What the task asks:
Copy all lines of the listing that include the string "opinions".

Data under study:
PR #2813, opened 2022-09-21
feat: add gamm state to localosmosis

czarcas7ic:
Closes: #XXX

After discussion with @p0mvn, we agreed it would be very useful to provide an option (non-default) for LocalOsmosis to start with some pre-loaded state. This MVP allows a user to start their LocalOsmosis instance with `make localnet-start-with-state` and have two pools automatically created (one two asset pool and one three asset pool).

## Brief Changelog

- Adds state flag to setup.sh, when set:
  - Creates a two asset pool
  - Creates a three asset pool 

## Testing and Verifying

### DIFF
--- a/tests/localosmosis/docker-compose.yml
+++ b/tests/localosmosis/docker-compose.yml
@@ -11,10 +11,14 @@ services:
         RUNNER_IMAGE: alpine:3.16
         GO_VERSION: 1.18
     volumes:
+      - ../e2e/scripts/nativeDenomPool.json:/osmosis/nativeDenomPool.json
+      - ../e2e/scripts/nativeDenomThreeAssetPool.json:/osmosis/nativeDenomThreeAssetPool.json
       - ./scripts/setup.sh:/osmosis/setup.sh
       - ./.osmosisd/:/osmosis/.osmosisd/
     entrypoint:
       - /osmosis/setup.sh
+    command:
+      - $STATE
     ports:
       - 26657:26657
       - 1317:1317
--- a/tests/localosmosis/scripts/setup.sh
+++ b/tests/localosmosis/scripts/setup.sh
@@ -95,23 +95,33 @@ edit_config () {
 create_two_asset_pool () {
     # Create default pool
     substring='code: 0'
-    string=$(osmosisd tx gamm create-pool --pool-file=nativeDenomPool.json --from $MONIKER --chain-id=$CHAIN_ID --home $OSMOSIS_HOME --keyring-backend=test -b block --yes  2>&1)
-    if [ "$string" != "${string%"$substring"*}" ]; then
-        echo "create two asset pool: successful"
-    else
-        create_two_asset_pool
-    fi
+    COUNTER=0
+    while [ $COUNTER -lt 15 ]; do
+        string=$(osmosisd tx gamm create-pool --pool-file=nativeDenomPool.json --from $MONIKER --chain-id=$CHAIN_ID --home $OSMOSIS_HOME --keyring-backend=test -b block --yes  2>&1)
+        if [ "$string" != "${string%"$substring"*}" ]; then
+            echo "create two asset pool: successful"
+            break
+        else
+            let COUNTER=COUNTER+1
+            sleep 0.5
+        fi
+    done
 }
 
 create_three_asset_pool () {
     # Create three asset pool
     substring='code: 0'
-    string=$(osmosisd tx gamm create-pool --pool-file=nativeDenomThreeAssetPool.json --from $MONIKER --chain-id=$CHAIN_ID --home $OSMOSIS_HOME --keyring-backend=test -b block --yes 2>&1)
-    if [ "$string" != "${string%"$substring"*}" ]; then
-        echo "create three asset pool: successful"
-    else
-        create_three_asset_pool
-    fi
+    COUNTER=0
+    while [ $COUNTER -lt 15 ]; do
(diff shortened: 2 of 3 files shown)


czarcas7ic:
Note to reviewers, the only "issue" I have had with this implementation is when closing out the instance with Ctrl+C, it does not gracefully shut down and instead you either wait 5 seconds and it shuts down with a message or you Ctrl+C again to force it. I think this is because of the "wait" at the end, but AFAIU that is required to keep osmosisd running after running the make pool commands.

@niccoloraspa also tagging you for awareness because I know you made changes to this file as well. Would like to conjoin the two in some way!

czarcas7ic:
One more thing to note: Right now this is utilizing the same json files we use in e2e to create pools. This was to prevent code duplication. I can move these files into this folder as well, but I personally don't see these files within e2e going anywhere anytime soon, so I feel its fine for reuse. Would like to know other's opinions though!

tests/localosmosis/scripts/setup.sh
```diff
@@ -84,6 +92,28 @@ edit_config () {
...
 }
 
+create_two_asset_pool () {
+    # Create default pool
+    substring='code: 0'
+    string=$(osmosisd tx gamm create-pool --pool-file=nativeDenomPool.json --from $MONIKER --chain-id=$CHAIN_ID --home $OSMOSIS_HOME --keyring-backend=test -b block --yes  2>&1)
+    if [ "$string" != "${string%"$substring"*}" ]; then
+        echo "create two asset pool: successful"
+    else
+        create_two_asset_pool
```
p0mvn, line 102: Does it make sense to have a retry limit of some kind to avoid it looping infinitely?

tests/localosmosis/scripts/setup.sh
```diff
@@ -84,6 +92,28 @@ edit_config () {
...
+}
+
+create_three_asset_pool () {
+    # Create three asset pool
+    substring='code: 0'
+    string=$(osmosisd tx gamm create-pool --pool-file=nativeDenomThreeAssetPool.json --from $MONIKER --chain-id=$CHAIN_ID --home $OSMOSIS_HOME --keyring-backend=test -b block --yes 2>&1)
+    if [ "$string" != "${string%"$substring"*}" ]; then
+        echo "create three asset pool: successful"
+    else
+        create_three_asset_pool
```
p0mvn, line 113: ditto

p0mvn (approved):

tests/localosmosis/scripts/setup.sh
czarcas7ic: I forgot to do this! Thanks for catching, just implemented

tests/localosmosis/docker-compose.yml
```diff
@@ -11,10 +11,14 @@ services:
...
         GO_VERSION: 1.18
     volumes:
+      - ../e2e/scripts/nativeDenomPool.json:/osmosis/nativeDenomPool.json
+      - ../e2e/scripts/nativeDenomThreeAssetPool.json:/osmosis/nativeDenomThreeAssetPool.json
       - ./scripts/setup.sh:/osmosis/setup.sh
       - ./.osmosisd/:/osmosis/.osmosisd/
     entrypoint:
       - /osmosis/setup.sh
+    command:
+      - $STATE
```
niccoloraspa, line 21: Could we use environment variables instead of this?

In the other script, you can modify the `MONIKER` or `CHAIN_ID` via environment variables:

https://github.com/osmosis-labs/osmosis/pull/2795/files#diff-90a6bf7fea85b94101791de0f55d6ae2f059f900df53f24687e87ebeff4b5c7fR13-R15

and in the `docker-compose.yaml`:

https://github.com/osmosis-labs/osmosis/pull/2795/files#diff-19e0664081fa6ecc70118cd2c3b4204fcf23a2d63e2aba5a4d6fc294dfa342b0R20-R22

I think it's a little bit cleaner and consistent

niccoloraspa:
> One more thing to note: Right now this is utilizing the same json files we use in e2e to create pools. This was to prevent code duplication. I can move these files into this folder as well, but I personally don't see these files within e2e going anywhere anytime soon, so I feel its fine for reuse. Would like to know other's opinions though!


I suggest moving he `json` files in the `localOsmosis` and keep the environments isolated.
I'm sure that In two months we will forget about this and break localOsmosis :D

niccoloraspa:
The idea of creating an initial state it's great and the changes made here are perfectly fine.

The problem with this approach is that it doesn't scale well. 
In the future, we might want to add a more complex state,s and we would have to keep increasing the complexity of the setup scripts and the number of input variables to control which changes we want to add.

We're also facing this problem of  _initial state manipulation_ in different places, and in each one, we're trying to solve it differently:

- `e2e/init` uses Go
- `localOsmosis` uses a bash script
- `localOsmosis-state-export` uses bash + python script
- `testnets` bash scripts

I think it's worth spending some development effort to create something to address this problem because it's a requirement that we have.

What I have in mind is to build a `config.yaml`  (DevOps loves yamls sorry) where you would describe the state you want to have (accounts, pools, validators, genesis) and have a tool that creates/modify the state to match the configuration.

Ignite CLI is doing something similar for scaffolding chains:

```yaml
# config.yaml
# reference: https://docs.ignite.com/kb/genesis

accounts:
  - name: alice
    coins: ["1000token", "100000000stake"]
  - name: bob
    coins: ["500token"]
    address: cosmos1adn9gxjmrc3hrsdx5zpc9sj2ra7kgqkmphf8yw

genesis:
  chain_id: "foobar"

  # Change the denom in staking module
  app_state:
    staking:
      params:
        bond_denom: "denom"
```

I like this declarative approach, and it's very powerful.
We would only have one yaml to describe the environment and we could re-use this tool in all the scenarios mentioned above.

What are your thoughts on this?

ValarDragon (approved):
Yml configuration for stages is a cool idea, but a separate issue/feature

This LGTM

Response for this exercise:
One more thing to note: Right now this is utilizing the same json files we use in e2e to create pools. This was to prevent code duplication. I can move these files into this folder as well, but I personally don't see these files within e2e going anywhere anytime soon, so I feel its fine for reuse. Would like to know other's opinions though!
> One more thing to note: Right now this is utilizing the same json files we use in e2e to create pools. This was to prevent code duplication. I can move these files into this folder as well, but I personally don't see these files within e2e going anywhere anytime soon, so I feel its fine for reuse. Would like to know other's opinions though!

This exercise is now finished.